- **Supplied material**
PR #31, opened 2019-02-06
Add MacOS support

ProfessorCampi:
Hi! I've added Mac support to Hazel. If you decide to merge this, you must also merge [TheCherno/glfw/#3](https://github.com/TheCherno/glfw/pull/3) so that the premake5.lua will work on Mac.

### DIFF
--- a/Hazel/src/Hazel/Core.h
+++ b/Hazel/src/Hazel/Core.h
@@ -6,8 +6,10 @@
 	#else
 		#define HAZEL_API __declspec(dllimport)
 	#endif
+#elif HZ_PLATFORM_MACOS
+	#define HAZEL_API
 #else
-	#error Hazel only supports Windows!
+	#error Hazel does not support your platform!
 #endif
 
 #ifdef HZ_DEBUG
@@ -15,8 +17,13 @@
 #endif
 
 #ifdef HZ_ENABLE_ASSERTS
-	#define HZ_ASSERT(x, ...) { if(!(x)) { HZ_ERROR("Assertion Failed: {0}", __VA_ARGS__); __debugbreak(); } }
-	#define HZ_CORE_ASSERT(x, ...) { if(!(x)) { HZ_CORE_ERROR("Assertion Failed: {0}", __VA_ARGS__); __debugbreak(); } }
+	#ifdef HZ_PLATFORM_WINDOWS
+		#define HZ_ASSERT(x, ...) { if(!(x)) { HZ_ERROR("Assertion Failed: {0}", __VA_ARGS__); __debugbreak(); } }
+		#define HZ_CORE_ASSERT(x, ...) { if(!(x)) { HZ_CORE_ERROR("Assertion Failed: {0}", __VA_ARGS__); __debugbreak(); } }
+	#else
+		#define HZ_ASSERT(x, ...) { if(!(x)) { HZ_ERROR("Assertion Failed: {0}", __VA_ARGS__); } }
+		#define HZ_CORE_ASSERT(x, ...) { if(!(x)) { HZ_CORE_ERROR("Assertion Failed: {0}", __VA_ARGS__); } }
+	#endif
 #else
 	#define HZ_ASSERT(x, ...)
 	#define HZ_CORE_ASSERT(x, ...)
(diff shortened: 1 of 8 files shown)


Hazel/vendor/Glad/premake5.lua
```diff
@@ -1,25 +1,38 @@
...
+		staticruntime "On"
         
-    filter { "system:windows", "configurations:Release" }
-        buildoptions "/MT"
\ No newline at end of file
+	filter { "system:windows", "configurations:Release" }
+		buildoptions "/MT"
+
+	filter { "system:macosx", "configurations:Release" }
+		buildoptions "/MT"
```
WhoseTheNerd: Why enable MT build options flag when `staticruntime` is on?

Hazel/src/Hazel/Core.h
```diff
@@ -6,22 +6,29 @@
...
 #endif
 
 #ifdef HZ_DEBUG
 	#define HZ_ENABLE_ASSERTS
 #endif
 
 #ifdef HZ_ENABLE_ASSERTS
-	#define HZ_ASSERT(x, ...) { if(!(x)) { HZ_ERROR("Assertion Failed: {0}", __VA_ARGS__); __debugbreak(); } }
-	#define HZ_CORE_ASSERT(x, ...) { if(!(x)) { HZ_CORE_ERROR("Assertion Failed: {0}", __VA_ARGS__); __debugbreak(); } }
+	#ifdef HZ_PLATFORM_WINDOWS
```
WhoseTheNerd: Why separate the code when they are the same? `spdlog `should be cross platform already.

ProfessorCampi: Because there is no `__debugbreak();` on macOS.

Hazel/vendor/Glad/premake5.lua
ProfessorCampi: My bad... I've removed this now.

premake5.lua
```diff
@@ -48,12 +59,31 @@ project "Hazel"
...
+
+	filter {}
+
+	links
+	{
 		"GLFW",
 		"Glad",
-		"ImGui",
-		"opengl32.lib"
+		"ImGui"
```
Gaztin: Where did `opengl32.lib` go for Windows?

premake5.lua
```diff
@@ -30,8 +30,19 @@ project "Hazel"
 	targetdir ("bin/" .. outputdir .. "/%{prj.name}")
 	objdir ("bin-int/" .. outputdir .. "/%{prj.name}")
 
-	pchheader "hzpch.h"
-	pchsource "Hazel/src/hzpch.cpp"
+	filter "action:vs2017"
```
Gaztin: I think this can be changed to `filter "action:vs*"` to cover all versions of Visual Studio

Hazel/src/Hazel/Events/Event.h
```diff
@@ -29,7 +29,7 @@ namespace Hazel {
 		EventCategoryMouseButton    = BIT(4)
 	};
 
-#define EVENT_CLASS_TYPE(type) static EventType GetStaticType() { return EventType::##type; }\
+#define EVENT_CLASS_TYPE(type) static EventType GetStaticType() { return EventType::type; }\
```
Gaztin: Was this intentional? I don't see how this would compile on any system. The point of `##type` is to concatenate whatever type you pass to `EVENT_CLASS_TYPE`

ReDucTor: You don't need token pasting for it, your not merging things its easily identifiable by the preprocessor

Hazel/src/Platform/Windows/WindowsWindow.cpp
```diff
@@ -48,6 +48,13 @@ namespace Hazel {
 			s_GLFWInitialized = true;
 		}
 
+		#ifdef HZ_PLATFORM_MACOS
```
ReDucTor: Might want to checkout PR #137 its doing something similar, with a comment suggesting this approach instead.

RamiAwar:
I got this working too but the problem is so much of the OpenGL code is not supported pre 4.5 versions. For example texture loading, I had to rewrite nearly everything there and in two versions  using a dirty ifdef implementation. Also in Create vs Gen for example (Buffers, VertexArrays etc...). 
I ended up moving my macosx implementation to a separate branch since these things are so different and I don't want to support 2 OpenGL versions.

- **Action item**
Could you repeat every record above exactly as it stands?

- **Finished task**
PR #31, opened 2019-02-06
Add MacOS support

ProfessorCampi:
Hi! I've added Mac support to Hazel. If you decide to merge this, you must also merge [TheCherno/glfw/#3](https://github.com/TheCherno/glfw/pull/3) so that the premake5.lua will work on Mac.

### DIFF
--- a/Hazel/src/Hazel/Core.h
+++ b/Hazel/src/Hazel/Core.h
@@ -6,8 +6,10 @@
 	#else
 		#define HAZEL_API __declspec(dllimport)
 	#endif
+#elif HZ_PLATFORM_MACOS
+	#define HAZEL_API
 #else
-	#error Hazel only supports Windows!
+	#error Hazel does not support your platform!
 #endif
 
 #ifdef HZ_DEBUG
@@ -15,8 +17,13 @@
 #endif
 
 #ifdef HZ_ENABLE_ASSERTS
-	#define HZ_ASSERT(x, ...) { if(!(x)) { HZ_ERROR("Assertion Failed: {0}", __VA_ARGS__); __debugbreak(); } }
-	#define HZ_CORE_ASSERT(x, ...) { if(!(x)) { HZ_CORE_ERROR("Assertion Failed: {0}", __VA_ARGS__); __debugbreak(); } }
+	#ifdef HZ_PLATFORM_WINDOWS
+		#define HZ_ASSERT(x, ...) { if(!(x)) { HZ_ERROR("Assertion Failed: {0}", __VA_ARGS__); __debugbreak(); } }
+		#define HZ_CORE_ASSERT(x, ...) { if(!(x)) { HZ_CORE_ERROR("Assertion Failed: {0}", __VA_ARGS__); __debugbreak(); } }
+	#else
+		#define HZ_ASSERT(x, ...) { if(!(x)) { HZ_ERROR("Assertion Failed: {0}", __VA_ARGS__); } }
+		#define HZ_CORE_ASSERT(x, ...) { if(!(x)) { HZ_CORE_ERROR("Assertion Failed: {0}", __VA_ARGS__); } }
+	#endif
 #else
 	#define HZ_ASSERT(x, ...)
 	#define HZ_CORE_ASSERT(x, ...)
(diff shortened: 1 of 8 files shown)


Hazel/vendor/Glad/premake5.lua
```diff
@@ -1,25 +1,38 @@
...
+		staticruntime "On"
         
-    filter { "system:windows", "configurations:Release" }
-        buildoptions "/MT"
\ No newline at end of file
+	filter { "system:windows", "configurations:Release" }
+		buildoptions "/MT"
+
+	filter { "system:macosx", "configurations:Release" }
+		buildoptions "/MT"
```
WhoseTheNerd: Why enable MT build options flag when `staticruntime` is on?

Hazel/src/Hazel/Core.h
```diff
@@ -6,22 +6,29 @@
...
 #endif
 
 #ifdef HZ_DEBUG
 	#define HZ_ENABLE_ASSERTS
 #endif
 
 #ifdef HZ_ENABLE_ASSERTS
-	#define HZ_ASSERT(x, ...) { if(!(x)) { HZ_ERROR("Assertion Failed: {0}", __VA_ARGS__); __debugbreak(); } }
-	#define HZ_CORE_ASSERT(x, ...) { if(!(x)) { HZ_CORE_ERROR("Assertion Failed: {0}", __VA_ARGS__); __debugbreak(); } }
+	#ifdef HZ_PLATFORM_WINDOWS
```
WhoseTheNerd: Why separate the code when they are the same? `spdlog `should be cross platform already.

ProfessorCampi: Because there is no `__debugbreak();` on macOS.

Hazel/vendor/Glad/premake5.lua
ProfessorCampi: My bad... I've removed this now.

premake5.lua
```diff
@@ -48,12 +59,31 @@ project "Hazel"
...
+
+	filter {}
+
+	links
+	{
 		"GLFW",
 		"Glad",
-		"ImGui",
-		"opengl32.lib"
+		"ImGui"
```
Gaztin: Where did `opengl32.lib` go for Windows?

premake5.lua
```diff
@@ -30,8 +30,19 @@ project "Hazel"
 	targetdir ("bin/" .. outputdir .. "/%{prj.name}")
 	objdir ("bin-int/" .. outputdir .. "/%{prj.name}")
 
-	pchheader "hzpch.h"
-	pchsource "Hazel/src/hzpch.cpp"
+	filter "action:vs2017"
```
Gaztin: I think this can be changed to `filter "action:vs*"` to cover all versions of Visual Studio

Hazel/src/Hazel/Events/Event.h
```diff
@@ -29,7 +29,7 @@ namespace Hazel {
 		EventCategoryMouseButton    = BIT(4)
 	};
 
-#define EVENT_CLASS_TYPE(type) static EventType GetStaticType() { return EventType::##type; }\
+#define EVENT_CLASS_TYPE(type) static EventType GetStaticType() { return EventType::type; }\
```
Gaztin: Was this intentional? I don't see how this would compile on any system. The point of `##type` is to concatenate whatever type you pass to `EVENT_CLASS_TYPE`

ReDucTor: You don't need token pasting for it, your not merging things its easily identifiable by the preprocessor

Hazel/src/Platform/Windows/WindowsWindow.cpp
```diff
@@ -48,6 +48,13 @@ namespace Hazel {
 			s_GLFWInitialized = true;
 		}
 
+		#ifdef HZ_PLATFORM_MACOS
```
ReDucTor: Might want to checkout PR #137 its doing something similar, with a comment suggesting this approach instead.

RamiAwar:
I got this working too but the problem is so much of the OpenGL code is not supported pre 4.5 versions. For example texture loading, I had to rewrite nearly everything there and in two versions  using a dirty ifdef implementation. Also in Create vs Gen for example (Buffers, VertexArrays etc...). 
I ended up moving my macosx implementation to a separate branch since these things are so different and I don't want to support 2 OpenGL versions.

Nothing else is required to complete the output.